Het Gerecht is van oordeel dat dit deel de vordering voor het overige niet van zo eenvoudige aard is dat deze zich leent voor beslissing in de strafzaak, temeer daar de verdediging de hoogte van deze schade gemotiveerd heeft betwist, hetgeen op zichzelf dikwijls al reden is voor (gedeeltelijk) niet-ontvankelijk verklaring van de vordering. De benadeelde partij heeft haar vordering niet met bewijsstukken gestaafd. De benadeelde partij kan daarom in zoverre niet in haar vordering worden ontvangen en dat deel van de vordering slechts bij de burgerlijke rechter aanbrengen.

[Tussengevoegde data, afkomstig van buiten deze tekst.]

Issue #2075, opened 2025-10-31
panic in simplex/actors/voter/actor.rs#L174


dnkolegov-ar:
This is another issue like https://github.com/commonwarexyz/monorepo/issues/2070 while trying to implement the Twins test.

In [add_recovered_proposal](https://github.com/commonwarexyz/monorepo/blob/20ed6d2d261c43c17722427372b881029116417b/consensus/src/simplex/actors/voter/actor.rs#L174), the node panics if `proposal != previous`.

```
fn add_recovered_proposal(&mut self, proposal: Proposal<D>) {
        if self.proposal.is_none() {
            debug!(?proposal, "setting verified proposal");
            self.proposal = Some(proposal);
        } else if let Some(previous) = &self.proposal {
            assert_eq!(proposal, *previous);
        }
    }
```

From my perspective, it is a DoS vulnerability, allowing an equivocating leader to crash a correct node:
1. The target node first receives a valid notarize vote with the proposal A itself from the malicious leader, which sets `self.proposal = Some(A)`.
2. Later, it receives a valid notarization for proposal B for the same view (produced because the leader equivocated).
3. `add_recovered_proposal(B)` sees `self.proposal = Some(A)` and hits assert_eq!(B, A), panicking.

This is also reproduced in the same setting in the `all_online` test as the basis for twins.

patrick-ogrady:
Confirmed this is not handled right (IIRC I did prior to the buffer refactor but clearly what is in main is wrong)

PR #2192, opened 2025-11-10
[consensus::simplex] Refactor Simplex Recovery

BrendanChou:
Fixes: #2149 
Fixes: #1224

Despite 2f+1 honest nodes being online, there exists a certain configuration of certificates that prevents progress from being made (no proposal ever has `f+1` support to drive recovery).

## TODO
- [x] send certificates to `simplex::resolver` on restart
- [x] `resolver` now blocks peers that send invalid responses
- [x] `resolver` no longer starves requests when peers are saturated
- [x] missing certificates during proposal no longer prevent further proposal attempts
- [x] introduce `StaticManager` util

Issue #2177, opened 2025-11-08
[consensus/simplex] Add `Activity::ConflictingCertificate` Activity


patrick-ogrady:
In some cases, we'll detect equivocation with `ConflictingNotarize`. However, a smart adversarial leader will send us only 1 notarize vote and they way we'll detect equivocation is by receiving a certificate for a proposal different than the leader's notarize. We can return this notarize or finalize and certificate as `ConflictingCertificate` (could be either notarization or finalization).

PR #2107, opened 2025-11-03
[consensus/simplex] Add Equivocation Testing

andresilva:
Fixes #2075

PR #2199, opened 2025-11-11
[consensus/simplex] `voter` Refactor

patrick-ogrady:
Replaces: #2194 
Replaces: #2107
Fixes: #2075 

This is a substantial refactor of our existing logic. While that always introduces the possibility of bugs, I feel this is a much better foundation to build on.

## TODO
- [x] Restore logs: https://github.com/commonwarexyz/monorepo/pull/2057
- [x] Cleanup/review tests (many are auto-generated)
- [x] Review helpers from Round 
- [x] Add test for notarize after nullify
- [ ] only operate over certificates in `voter`: https://github.com/commonwarexyz/monorepo/issues/2228
- [ ] remove f+1 fault fetch (future work): https://github.com/commonwarexyz/monorepo/pull/2192
- [ ] Add equivocation events: https://github.com/commonwarexyz/monorepo/issues/2177

### DIFF
--- a/consensus/src/simplex/actors/voter/actor.rs
+++ b/consensus/src/simplex/actors/voter/actor.rs
@@ -896,7 +896,7 @@ impl<
                     };
 
                     // Block if the epoch is not the current epoch
-                if msg.epoch() != self.state.epoch() {
+                    if msg.epoch() != self.state.epoch() {
                         warn!(?sender, "blocking peer for epoch mismatch");
                         self.blocker.block(sender).await;
                         continue;
--- a/consensus/src/simplex/actors/voter/round.rs
+++ b/consensus/src/simplex/actors/voter/round.rs
@@ -110,7 +110,7 @@ impl<S: Scheme, D: Digest> Round<S, D> {
     #[allow(clippy::type_complexity)]
     /// Returns the leader key and proposal when the view is ready for verification.
     pub fn should_verify(&self) -> Option<(Leader<S::PublicKey>, Proposal<D>)> {
-        let leader = self.leader.clone()?;
+        let leader = self.leader.as_ref()?;
         if self.is_signer(leader.idx) {
             return None;
         }
@@ -118,7 +118,7 @@ impl<S: Scheme, D: Digest> Round<S, D> {
             return None;
         }
         let proposal = self.proposal.proposal().cloned()?;
-        Some((leader, proposal))
+        Some((leader.clone(), proposal))
     }
 
     /// Marks that verification is in-flight; returns `false` to avoid duplicate requests.
@@ -207,8 +207,8 @@ impl<S: Scheme, D: Digest> Round<S, D> {
     }
 
     /// Returns how much time elapsed since the round started, if the clock monotonicity holds.
-    pub fn elapsed_since_start(&self, now: SystemTime) -> Option<Duration> {
-        now.duration_since(self.start).ok()
+    pub fn elapsed_since_start(&self, now: SystemTime) -> Duration {
+        now.duration_since(self.start).unwrap_or_default()
     }
 
     /// Completes the local proposal flow after the automaton returns a payload.
--- a/consensus/src/simplex/actors/voter/slot.rs
+++ b/consensus/src/simplex/actors/voter/slot.rs
@@ -163,8 +163,7 @@ where
                     self.requested_verify = true;
                 } else {
                     // If this isn't a certificate, we keep the proposal as-is
-                    retained = existing.clone();
-                    dropped = proposal.clone();
+                    (retained, dropped) = (dropped, retained);
                 }
                 self.status = Status::Replaced;
                 Change::Replaced { dropped, retained }
--- a/consensus/src/simplex/actors/voter/state.rs
+++ b/consensus/src/simplex/actors/voter/state.rs
@@ -23,6 +23,7 @@ use prometheus_client::metrics::{counter::Counter, gauge::Gauge, histogram::Hist
 use rand::{CryptoRng, Rng};
 use std::{
     collections::BTreeMap,
+    mem::replace,
     sync::{atomic::AtomicI64, Arc},
     time::{Duration, SystemTime},
 };
@@ -515,7 +516,7 @@ impl<E: Clock + Rng + CryptoRng + Metrics, S: Scheme, D: Digest> State<E, S, D> 
         let now = self.context.current();
         self.views
             .get(&view)
-            .and_then(|round| round.elapsed_since_start(now))
+            .map(|round| round.elapsed_since_start(now))
     }
 
     /// Immediately expires `view`, forcing its timeouts to trigger on the next tick.
@@ -602,23 +603,17 @@ impl<E: Clock + Rng + CryptoRng + Metrics, S: Scheme, D: Digest> State<E, S, D> 
     /// Drops any views that fall below the activity horizon and returns them for logging.
     pub fn prune(&mut self) -> Vec<View> {
         let min = self.min_active();
-        let mut removed = Vec::new();
-        while let Some(view) = self.views.keys().next().copied() {
-            if view >= min {
-                break;
-            }
-            self.views.remove(&view);
-            removed.push(view);
-        }
+        let kept = self.views.split_off(&min);
+        let removed = replace(&mut self.views, kept).into_keys().collect();
 
         // Update metrics
         let _ = self.tracked_views.try_set(self.views.len());
         removed
     }
 
-    /// Returns the certified payload for a view, checking certificates first,
-    /// then falling back to checking if we have enough votes to certify.
-    fn certified_payload(&self, view: View) -> Option<&D> {
+    /// Returns the quorum payload for a view, checking certificates first,
+    /// then falling back to checking if we have quorum votes.
+    fn quorum_payload(&self, view: View) -> Option<&D> {
         // Ensure proposal exists
         let round = self.views.get(&view)?;
         let payload = &round.proposal()?.payload;
@@ -656,7 +651,7 @@ impl<E: Clock + Rng + CryptoRng + Metrics, S: Scheme, D: Digest> State<E, S, D> 
             if cursor == GENESIS_VIEW {
                 return Ok((GENESIS_VIEW, self.genesis.unwrap()));
             }
-            if let Some(parent) = self.certified_payload(cursor) {
+            if let Some(parent) = self.quorum_payload(cursor) {
                 return Ok((cursor, *parent));
             }
             if self.is_nullified(cursor) {
@@ -693,7 +688,7 @@ impl<E: Clock + Rng + CryptoRng + Metrics, S: Scheme, D: Digest> State<E, S, D> 
                 if cursor == GENESIS_VIEW {
                     return Some(self.genesis.unwrap());
                 }
-                let payload = self.certified_payload(cursor).copied()?;
+                let payload = self.quorum_payload(cursor).copied()?;
                 return Some(payload);
             }
             if cursor == GENESIS_VIEW {
@@ -721,7 +716,7 @@ impl<E: Clock + Rng + CryptoRng + Metrics, S: Scheme, D: Digest> State<E, S, D> 
             notarizations: Vec::new(),
             nullifications: Vec::new(),
         };
-        if parent != GENESIS_VIEW && self.certified_payload(parent).is_none() {
+        if parent != GENESIS_VIEW && self.quorum_payload(parent).is_none() {
             missing.notarizations.push(parent);
         }
         missing.nullifications = ((parent + 1)..view)


consensus/src/simplex/types.rs
```diff
@@ -107,6 +113,87 @@ impl<T: Attributable> AttributableMap<T> {
...
 }
 
+/// Tracks notarize/nullify/finalize votes for a view.
+pub struct VoteTracker<S: Scheme, D: Digest> {
+    notarizes: AttributableMap<Notarize<S, D>>,
+    nullifies: AttributableMap<Nullify<S>>,
+    finalizes: AttributableMap<Finalize<S, D>>,
+}
+
+impl<S: Scheme, D: Digest> VoteTracker<S, D> {
```
patrick-ogrady, line 133: add docs

consensus/src/simplex/actors/voter/actor.rs
```diff
@@ -483,10 +161,17 @@ impl<
         // Initialize store
         let (mailbox_sender, mailbox_receiver) = mpsc::channel(cfg.mailbox_size);
         let mailbox = Mailbox::new(mailbox_sender);
+        let core = SimplexCore::new(SimplexCoreConfig {
```
patrick-ogrady: nit: improve naming

consensus/src/simplex/actors/voter/mod.rs
```diff
@@ -1089,4 +1092,437 @@ mod tests {
...
+    #[test_traced]
+    fn test_certificate_overrides_existing_proposal() {
+        certificate_overrides_existing_proposal(bls12381_threshold::<MinPk, _>);
+        certificate_overrides_existing_proposal(bls12381_threshold::<MinSig, _>);
+        certificate_overrides_existing_proposal(bls12381_multisig::<MinPk, _>);
+        certificate_overrides_existing_proposal(bls12381_multisig::<MinSig, _>);
+        certificate_overrides_existing_proposal(ed25519);
+    }
+
+    /// Test that our proposal is dropped when it conflicts with a peer's notarize vote.
```
patrick-ogrady, line 1314: Handling this behavior is required for twins test to work properly.

consensus/src/simplex/actors/voter/state.rs
```diff
@@ -0,0 +1,1573 @@
...
+            slot.update(&proposal_b, true),
+            ProposalChange::Replaced { .. }
+        ));
+        assert!(matches!(
+            slot.update(&proposal_b, true),
+            ProposalChange::Skipped
+        ));
+        assert_eq!(slot.status(), ProposalStatus::Replaced);
+    }
+}
```
patrick-ogrady, line 1521: Add an equivocation replay test

consensus/src/simplex/actors/voter/state.rs
```diff
@@ -0,0 +1,2170 @@
...
+            .filter(|candidate| !self.is_nullified(*candidate))
+            .collect();
+        if missing.is_empty() {
+            return None;
+        }
+        Some(missing)
+    }
+}
+
+#[cfg(test)]
```
patrick-ogrady, line 732: TODO: review test usefulness

consensus/src/simplex/types.rs
```diff
@@ -107,6 +113,114 @@ impl<T: Attributable> AttributableMap<T> {
...
+    /// Per-signer nullify votes keyed by validator index.
+    nullifies: AttributableMap<Nullify<S>>,
+    /// Per-signer finalize votes keyed by validator index.
+    ///
+    /// Finalize votes include the proposal digest so the entire certificate can be
+    /// reconstructed once the quorum threshold is hit.
+    finalizes: AttributableMap<Finalize<S, D>>,
+}
+
+impl<S: Scheme, D: Digest> VoteTracker<S, D> {
```
BrendanChou, line 133: I'm not 100% convinced this is makes the code any cleaner than just a struct with 3 public `AttributableMap` fields, and a single `new(participants: usize)` function.

Seems fine to just call `votes.notarizes.insert(vote)` rather than `votes.insert_notarize(vote)` for example

consensus/src/simplex/actors/voter/state.rs
```diff
@@ -0,0 +1,2331 @@
...
+/// Missing certificate data required for safely replaying proposal ancestry.
+#[derive(Debug, Clone, Default, PartialEq, Eq)]
+pub struct MissingCertificates {
+    /// Parent view referenced by the proposal.
+    pub parent: View,
+    /// All parent views whose notarizations we still need.
+    pub notarizations: Vec<View>,
+    /// All intermediate views whose nullifications we still need.
+    pub nullifications: Vec<View>,
+}
```
BrendanChou: Consider whether `notarizations` should not just be an `Option<View>` since it can always only just be the `parent` view. Also consider whether this type is necessary at all or whether the `missing_certificates` function can simply return a tuple of `Vec` that can be passed straight to the resolver if needed.

Also consider whether this should just be a type defined in `resolver/ingress.rs`

consensus/src/simplex/state.rs
```diff
@@ -0,0 +1,2331 @@
...
+            return false;
+        }
+        self.status = ProposalStatus::Verified;
+        true
+    }
+
+    #[cfg(test)]
+    fn has_requested_verify(&self) -> bool {
+        self.requested_verify
+    }
```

12.Toepasselijke wettelijke voorschriften

De op te leggen straf is, behalve op de reeds aangehaalde wettelijke voorschriften, gegrond op de artikelen 1:19, 1:20, 1:21 en 1:62 van het Wetboek van Strafrecht van Aruba, zoals deze luidden ten tijde van het bewezen verklaarde.
BESLISSING
Het Gerecht:
verklaart niet bewezen hetgeen aan de verdachte in zaak A onder 2 ten laste is gelegd en spreekt hem daarvan vrij;
verklaart wettig en overtuigend bewezen dat de verdachte de in zaak A onder 1 en in zaak B ten laste gelegde feiten, zoals hiervoor bewezen geacht, heeft begaan;
verklaart niet bewezen hetgeen aan de verdachte meer of anders is ten laste gelegd en spreekt hem daarvan vrij;
kwalificeert het bewezen verklaarde als hiervoor omschreven;
verklaart het bewezen verklaarde strafbaar en de verdachte daarvoor strafbaar;
veroordeelt de verdachte tot een
gevangenisstrafvoor de duur van
zestig (60) dagen;
bepaalt dat een gedeelte van deze straf, groot
vijftig (50) dagen, niet ten uitvoer zal worden gelegd, tenzij de rechter later anders mocht gelasten omdat de verdachte zich voor het einde van een proeftijd, welke hierbij wordt bepaald op
twee (2) jaren,aan een strafbaar feit heeft schuldig gemaakt;
beveelt dat de tijd die door de verdachte voor de tenuitvoerlegging van deze uitspraak in verzekering en in voorlopige hechtenis is doorgebracht, bij de tenuitvoerlegging van de opgelegde gevangenisstraf in mindering wordt gebracht;
gelast de teruggave van de in rubriek 10 genoemde voorwerpen aan [benadeelde partij];
wijst de vordering tot vergoeding van de door de benadeelde partij [benadeelde partij] geleden schade toe tot een bedrag van
Afl. 1.000,- (zegge: duizend gulden),en veroordeelt de verdachte om dit bedrag tegen een behoorlijk bewijs van kwijting te betalen aan de benadeelde partij;
verklaart de benadeelde partij [benadeelde partij] in de vordering voor het overige niet-ontvankelijk en bepaalt dat deze de vordering in zoverre slechts bij de burgerlijke rechter kan aanbrengen.
Dit vonnis is gewezen door de rechter mr. E.M.D. Angela, bijgestaan door mw. M.E. Kelly, (zittingsgriffier), en op 1 juli 2021 in tegenwoordigheid van de griffier uitgesproken ter openbare terechtzitting van het Gerecht in Aruba.